Конечно же, всё так же, как раньше. Разве только местный пьянчуга, горбун по кличке Верблюд, сейчас не валяется под старым орехом возле мусорки, где прилёг на картонке вчера вечером. Котов на заборе не видать. А по футбольному полю, вздымая тучи пыли и шурша гравием, таки гоняют мяч, но не крылатые осьминоги, а хохочущие малолетки.
Всё. Как. Было.
Только отца
Чужого
вынесли в одеяле, и его руки-рыбы безвольно трепыхались, как у марионетки на сцене кукольного театра. Будто в них не было костей.
Я лишь на миг забываю о том, что меня по-настоящему беспокоит и волнует. Нет, не отец. Пока ещё нет. Юля.
Юля – это всё. Это даже больше, чем всё. «Всё» не стоит и Юлиной тени. Даже странно сейчас вспоминать о какой-нибудь Кате Арсеньевой, когда есть Юля. Это как сравнить «конверсы» и китайские кеды с Демеевского рынка. Арсеньева – китайские кеды.
На самом деле мы были знакомы с детства. Она жила в соседнем доме. Девятиэтажки стояли совсем близко, торец к торцу, и наши окна смотрели друг в друга – так, что мы даже могли перекрикиваться, перегнувшись через подоконник, если ветер был не слишком сильным. Зимой мы рисовали смешные рожицы, или выводили буквы на инее, покрывавшем стёкла – до сих пор помню, как немел от холода палец.
Потом они переехали на пару остановок ближе к центру, и в следующий раз мы встретились уже в школе, в конце четверти, когда Юля перешла к нам из сто шестнадцатой, где у неё был какой-то конфликт то ли с завучем, то ли с директрисой… Нас посадили рядом, и я даже не сразу её узнал. Но ещё до того как узнал, я просто остолбенел, и сидел с дебильно приоткрытым ртом, разве что слюну не пуская.
Юля стала красоткой. Высокой, смуглой и цыганистой. Я вспомнил, что её отец был цыганом – из тех, которые не занимаются всякой кочевой фигнёй, а живут и работают, как нормальные люди. Она как-то сказала, что из-за этого соплеменники его цыганом не считают. Думаю, его это не слишком расстраивает.

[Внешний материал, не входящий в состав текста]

PR #6049, opened 2024-03-29
update setup script for pi4

akamming:
should fix the libssl1.1 error for new installs on bookworm

unfortunately i have no spare pi to test... so looking for someone who will test...


waltervl:
It is probably not only a Pi issue .. every Linux version on any architecture that uses new kernel based on libssl3 will be affected and needs to be tested.

gizmocuz:
Thank you for your PR and time! Hope we can migrate soon to 3.0

raibisch:
...same issue on actual debian bookworm (this is the base for all actual arm64 distros)
so please update to libssl3. (Docker is - like mentioned above - not a real solution for hardware access on embedded systems)

gizmocuz:
@raibisch , sure because this platform also uses the new libssl.
Depends on the hardware you are using... simple things like usb devices should have no issues.

But when using the current installer, it should install libssl1.1, so there should be no issue?

Issue #5336, opened 2022-09-11
OpenWeatherMap failed to retrieve data, onecall version 3.0 not supported (for new OWM accounts)


gsagsa99:
Domoticz Version: 2022.1 (build 14477)
Platform : Windows 10

OpenWeatherMap is not supporting version 2.5 of the 'onecall' API.  

I specified the city ID = 6455259 (Paris).  The first call (version 2.5) worked fine .  The pair Lat/Lon is retrieved.
This pair is used to build version 2.5 of 'onecall' API.   This is failing.

Below the log

2022-09-10 11:08:24.727  Debug: Meteo_Local: Got location parameter 6455259
2022-09-10 11:08:24.727  Debug: Meteo_Local: Starting with setting 0, 0, 0, 0
2022-09-10 11:08:24.727  Status: Meteo_Local: Using specified location (Station ID 6455259)!
2022-09-10 11:08:24.728  Debug: Meteo_Local: Get data from https://api.openweathermap.org/data/2.5/weather?id=6455259&appid=f4bc1306c8c0bda6307d0dc8941437a4&units=metric&lang=fr
2022-09-10 11:08:24.903  Status: Meteo_Local: City (6455259)-> Lat/Long = 48.8565,2.3524
2022-09-10 11:08:24.904  Status: Meteo_Local: Started
2022-09-10 11:08:27.907  Debug: Meteo_Local: Get data from https://api.openweathermap.org/data/2.5/onecall?lat=48.8565&lon=2.3524&exclude=minutely&appid=f4bc1306c8c0bda6307d0dc8941437a4&units=metric&lang=fr
2022-09-10 11:08:28.005  Debug: HTTP 401: Unauthorized
2022-09-10 11:08:28.007  Error: Meteo_Local: Error getting http data!

I checked both using a browser :  the first one (weather) is OK and the second one fails.

Instead using the version 3.0 of 'onecall' is OK.  Below the working URL (**just replace 2.5 with 3.0**)

https://api.openweathermap.org/data/3.0/onecall?lat=48.8565&lon=2.3524&exclude=minutely&appid=f4bc1306c8c0bda6307d0dc8941437a4&units=metric&lang=fr

Regards
gsagsa99

kiddigital:
@gsagsa99 , thx for reporting. I will take a look asap...

Did not get/see any deprecation message/e-mail coming by. Also no message on their website as far as I can see.

[...]

PR #6053, opened 2024-04-06
Handle OpenWeatherMap API 2.5 and 3.0

pipiche38:
Address issues #5336 and propose an implementation which is backward compatible.

If you have an old/legacy OpenWeatherMap API based on 2.5 you don't have to change anything.
If you have a new API  Key based on 3.0, then you just have to prefix your key with "V3.0:" like

Screenshot 2024-04-06 at 11 41 34


gizmocuz:
Thank you for your PR and time! I made the changes and as discussed also changed the web part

В общем, я оказался самым везучим чуваком на планете – девушка моей мечты, с которой я к тому же дружил в детстве, вынуждена была сидеть со мной половину каждого буднего дня. И я такой шанс упускать не собирался.

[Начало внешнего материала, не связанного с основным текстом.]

PR #6058, opened 2024-04-19
Release Python GIL in case of blocking IO

pipiche38:
PR #4518 was made to release GIL when doing update, but SQL read could also be blocked and GIL need to be released to leave other threads to run.

### DIFF
--- a/hardware/plugins/PythonObjects.cpp
+++ b/hardware/plugins/PythonObjects.cpp
@@ -677,7 +677,9 @@ namespace Plugins {
 		{
 			// load associated devices to make them available to python
 			std::vector<std::vector<std::string> > result;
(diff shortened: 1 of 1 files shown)


gizmocuz:
Thank you for this PR!

pipiche38:
@gizmocuz I'm not use to the updatebeta script, but we have just installed Version: 2024.4 (build 15945) and wonder how I can check if the PR is included or not ?

Screenshot 2024-04-23 at 12 08 44

kiddigital:
@pipiche38 You can check using the buildnumber which commits on Github are included.

This is described on the Wiki 😁

gizmocuz:
It's included in this beta

pipiche38:
I'll push a PR for the DomoticzEx which present the same issue

PR #6075, opened 2024-05-08
[BleBox] rewrite, fixing, add RSSI, less requests

szczukot:


gizmocuz:
Thank you for this PR!!!

Is it possible to make one change in SQLHelper.cpp

```
else
						if (deviceId.size() == 7)

```

combine these two on one line

`else if (deviceId.size() == 7)`

szczukot:
done

gizmocuz:
Thanks again!!

PR #6077, opened 2024-05-10
Show selector level instead of index

szczukot:
image

### DIFF
--- a/hardware/BleBox.cpp
+++ b/hardware/BleBox.cpp
@@ -908,13 +908,13 @@ Json::Value BleBox::SendCommand(const std::string& IPAddress, const std::string&
 
 	if (!ParseJSon(result, root))
 	{
-		Log(LOG_ERROR, "Invalid json received!");
+		Log(LOG_ERROR, "(IP: %s, Command: %s) Invalid json received!", IPAddress.c_str(), command.c_str());
 		return root;
 	}
 
 	if (root.empty())
 	{
-		Log(LOG_ERROR, "Json is empty!");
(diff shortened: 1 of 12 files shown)


szczukot:
@gizmocuz is it ok, or I need to change somethong?

gizmocuz:
I am afraid this is way too risky; others might depend on the level value. Also, internally we work with levels (dzVents)
I think this is changing the sValue?

szczukot:
sValue is not changed.
This will change the data (status) returned only by one function: CWebServer::GetJSonDevices
And only for gswitch_sSetLevel
Instead of 
`Set Level: 10 % (where 10 is index)`
we will get
`Set Level: SelectorNameForIndexEqual10`

This is only returned status string.
Capture

Capture

Because for selector 10,20,30 etc are not percentage level or something like this. This is only index for selector value

gizmocuz:
Correct, and the 'level' (index) is also still in the JSON output? Third party developers need to have the (level)index
But this is only a problem in the devices overview right?

szczukot:
Yes, level is still returned, without changes.

gizmocuz:
Thanks for checking.
I also think this is a good idea, but it should be in the 'Data' field generated only inside the function '**CWebServer::GetJSonDevices**'
All the other code is not necessary ...

gizmocuz:
I made the necessary changes...

This was all that was needed

```
							std::vector<std::string> strarray;
							StringSplit(levelNames, "|", strarray);
							int isLevel = llevel / 10;
							if (static_cast<int>(strarray.size()) >= isLevel)
							{
								lstatus = strarray[isLevel];
							}
```

Thanks for the PR and your time!

PR #6078, opened 2024-05-10
Add On/Off TypeName

guillaumezin:
Because "Switch" is generic and doesn't allow to revert back to SwitchType = STYPE_OnOff when calling CUnitEx_update (Plugin Framework extended) if you created for instance a "Contact" switch from plugin


guillaumezin:
I added the fan device to TypeName too

gizmocuz:
Thanks!!!

PR #6079, opened 2024-05-11
Add properties and options update to unit in python framework extended

guillaumezin:
To be on par with normal python plugin framework, add UpdateProperties and UpdateOptions to Update method, to be able to update properties and options of unit

If PR is accepted, I will update the Wiki.


gizmocuz:

PR #6088, opened 2024-05-31
Let CounterReport graph show negative values

waltervl:
Screenshot from 2024-06-01 00-34-19


gizmocuz:
Thanks for the PR!
Just a quick question, could you post a screenshot without april/may, does it start at 0?
What are you counting?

Правда, всё оказалось не так просто. В тусовку нашу Юля влилась отлично (ещё бы). Но по мне первое время скользила взглядом, как по какому-нибудь дереву, или почтовому ящику. Что есть, что нет. Какой-нибудь Долгопрудный со своими накаченными бицухами (которые он старался демонстрировать всем вокруг круглый год, таская майку даже зимой под пуховиком) привлекал её взгляд куда чаще, и если бы я ничего не предпринял, то он наверняка в скором времени сграбастал бы Юлю своими огромными ручищами.

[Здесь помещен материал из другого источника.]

PR #6093, opened 2024-06-07
Add Custom Manual Switch configuration to python plugins

ultrasuperpingu:
This probably needs more testing, but the idea is to allows plugin to be able to use the "Add Manual Switch" interface.

### DIFF
--- a/hardware/DomoticzHardware.cpp
+++ b/hardware/DomoticzHardware.cpp
@@ -19,14 +19,24 @@ bool CDomoticzHardwareBase::CustomCommand(const uint64_t /*idx*/, const std::str
 	return false;
 }
 
-std::string CDomoticzHardwareBase::GetManualSwitchesJsonConfiguration() const
+bool CDomoticzHardwareBase::HasManualSwitchesSupport()
+{
+	return false;
+}
+
+std::string CDomoticzHardwareBase::GetManualSwitchesJsonConfiguration()
 {
 	return std::string("");
 }
 
-void CDomoticzHardwareBase::GetManualSwitchParameters(const std::multimap<std::string, std::string> & /*Parameters*/, _eSwitchType & /*SwitchTypeInOut*/, int & /*LightTypeInOut*/,
-	 int & /*dTypeOut*/, int &dSubTypeOut, std::string & /*devIDOut*/, std::string & /*sUnitOut*/) const
+bool CDomoticzHardwareBase::AddManualSwitch(const std::string Name, _eSwitchType SwitchType, int Type, const std::multimap<std::string, std::string>& Parameters)
 {
+	return false;
+}
+
+bool CDomoticzHardwareBase::TestManualSwitch(_eSwitchType SwitchType, int Type, const std::multimap<std::string, std::string>& Parameters)
+{
+	return false;
 }
 
 bool CDomoticzHardwareBase::Start()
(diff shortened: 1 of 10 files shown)


gizmocuz:
Why would this be needed? The hardware base class has the options to add/update a switch already

ultrasuperpingu:
The idea is for the python plugins to be able to use the "Add Manual Switch/Light" form to add a Switchs/Lights (and to be able to configure the data they need in that form).

gizmocuz:
Okey, thank you for this PR but this is not needed. Python plugins can create switches the normal way and that is perfect.

ultrasuperpingu:
I think there is a misunderstanding of what this PR is doing (this is my fault, my PR comment should have been more clear about it). The way the device are created (ie inserted into database) is still the same. This is just 3 new callbacks which informs plugin when a user use the "Add Switch" Form:
 - GetManualSwitchesJsonConfiguration: When the form is open to requests the list of device types and associated parameters
 - TestManualSwitch: When the user push the Test button
 - AddManualSwitch: When the user push the Add button (and the plugin need to call Device.Create() then)

For now, plugins needs to use a config file or something to create those devices. This config is usually only used when the plugin runs for the first time.

I provided an example plugin "ManualSwitches.py" to show the concept.

With this PR, plugins will be able to use an existing part of the GUI to configure their devices.

gizmocuz:
Do you need this for your plugin?
Did you had a look at a RFXCom tranciever or RFLink?
For now I do not see the benefit for these changes, sorry.

ultrasuperpingu:
`Did you had a look at a RFXCom tranciever or RFLink?`

Those are native no? And you can use the "Add Manual Switch" form to add devices?

That's exactly what I would like to be able to do in my plugins :)

But Ok, I understand.
Thanks for you time

gizmocuz:
Yes, these are natively supported by Domoticz and seem to do the same as the hardware you are using.
It might be a good idea to use one of the two instead of spending a lot of ours getting your hardware to work

ultrasuperpingu:
I guess you're saying that because the PR modify the CZiBlueBase class. But it's not to make this hardware work, it's because this device use the possibility to customize the "Add Manual Switch" form and since it's the feature I was porting to the python plugins, I had to modify it.
But ok, has I said, I understand, no problem. Sorry for spending your time.

gizmocuz:
No, I thought I had seen you work on a plugin on Github to support a 433Mhz transceiver like RFXCom/RFLink/ZiBlue
I could be wrong about this...
But I really think this PR is not needed.
Thank you for the PR!

ultrasuperpingu:
You're right on that, I just coded a python plugin to manage "AirSend Duo" which support both 433MHz and 867MHz.

First of all, to be clear, I do not send this response to convince you to integrate this PR. I understand this is a no go for you and I'm ok with it, it's just for you to know :)

Sadly, AFAIK, RFXCom and RFLink does not support all the protocols I need, especially Somfy IO (I know RTS is ok, but it seems Homecontrol IO is not). And I think there is no Dual Band RFXCom/RFLink (so I'd need to buy 2 of them :(). Maybe I'm wrong about it but that was my conclusion when I tried to find a solution that met my needs...

But the good news is domoticz python plugin is just great. I manage to make the module works in domoticz in just a couple hours. And it allows the code to be really concise and clean.

So thank you very much for this good piece of software :)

Но мне повезло. Оказалось, что Юля без ума от всяких слезоточивых старых рок-баллад, вроде «Nothing Else Matters» «Металлики», или «ганзовской» «Don’t cry». А ещё всякие «ДДТ» и «Наутилусы», у которых такого душещипательного тоже навалом. Ну а у меня дома валялась «черниговская» гитара с расшатанным грифом, на которой иногда бренчал отец. Я взял эти дрова, и попросил учителя музыки научить меня играть. Месяц упорного труда, страданий, окровавленных пальцев и адской боли в непривычно скрюченной левой кисти, и первая порция из пяти аккордов мне покорилась. Для «Don’t cry» их хватало, а в «Nothing else matters» был ещё противный аккордик Н7, который мне никак не удавалось нормально зажать, и звучал он глухо и паршивенько. Но это было неважно – главное, что получался перебор, тексты я и так знал на память, и вскоре на очередной посиделке в парке после физры и вместо украинской литературы, Юля меня наконец-то заметила. И с первых же звуков плохо сыгранных на плохой гитаре, и плохо спетых на плохом английском песен всякие там Долгопрудные со своими бицухами. Юлины большие чёрные, цыганские глаза – красивые глаза, в которых можно было, и хотелось увязнуть, как в густом дёгте – теперь неотрывно смотрели на меня.
Потом была днюха Китайца, когда стояли и курили на балконе, на холодной плитке пола, и тапок на всех не хватало. Юля тогда встала на мои ноги, прижалась ко мне спиной, и я обнял её за талию.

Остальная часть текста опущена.